I think this section of the brief is argued as well as it can be. The real shortcoming is not one that Trump’s attorneys can fix — there do not appear to be any post-2011 cases that are remotely analogous to Trump’s arguments. I’m not going to pretend that I have read all 724 cases which cite to 28 U.S.C. § 1442 after November 9, 2011 and which quote the “or relating to” language, but I couldn’t find anything helpful to Trump. The through-line I see on the post-2011 cases is that federal contractors who put asbestos in things a long time ago qualify for removal, (see e.g. Moore v. Elec. Boat Corp., 25 F.4th 30 (1st Cir. 2022)), that nursing homes that killed people during the COVID-19 pandemic do not (see e.g. Saldana v. Glenhaven Healthcare LLC, 27 F.4th 679 (9th Cir. 2022)), and that oil companies being sued about climate change do not (see e.g. Minnesota by Ellison v. Am. Petroleum Inst., 63 F.4th 703, 708 (8th Cir. 2023)).

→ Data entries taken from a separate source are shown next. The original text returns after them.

PR #1003, opened 2019-06-06
_sort did not allow the use of underscore search parameter such as '_lastUpdated'

angusmillar:
When using the '_sort' search result parameter to order the returned results there was a bug in the API in that it checked that values of the _sort must begin with a character that is either a letter or '-' for decreasing order. However, this rule neglected the case where the search parameter being used to sort was one of the 'Parameters for all resources' which all begin with an underscore character '_'. The prime example of this would be '[base]/Patient?_sort=_lastUpdated'

This commit adds support for underscore and a new test case.


ewoutkramer:
Thanks @angusmillar , will do a PR now so it will become part of the upcoming 1.3 release.

ewoutkramer:
I also created a PR (#1003) with a cherry pick for this to STU3.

If I were New York, I would argue that the “or relating to” language should be interpreted to expand the scope of federal officer removal in regard to non-government actors as opposed to expanding the scope of what constitutes an act under color of office by a federal officer.
Overall, I think Trump’s response was quite good for what the attorneys had to work with.3 The problem is that the case law just isn’t on their side in regard to the color of office prong.
I think this categorization is weird because preemption is a Supremacy Clause defense too.
(1) the federal agent was performing an act which he was authorized to do by the law of the United States and (2) in performing that authorized act, the federal agent did no more than what was necessary and proper for him to do.” Whitehead v. Senkowski, 943 F.2d 230, 234 (2d Cir. 1991).
There is far too much bluster, but that is a common flaw in briefing.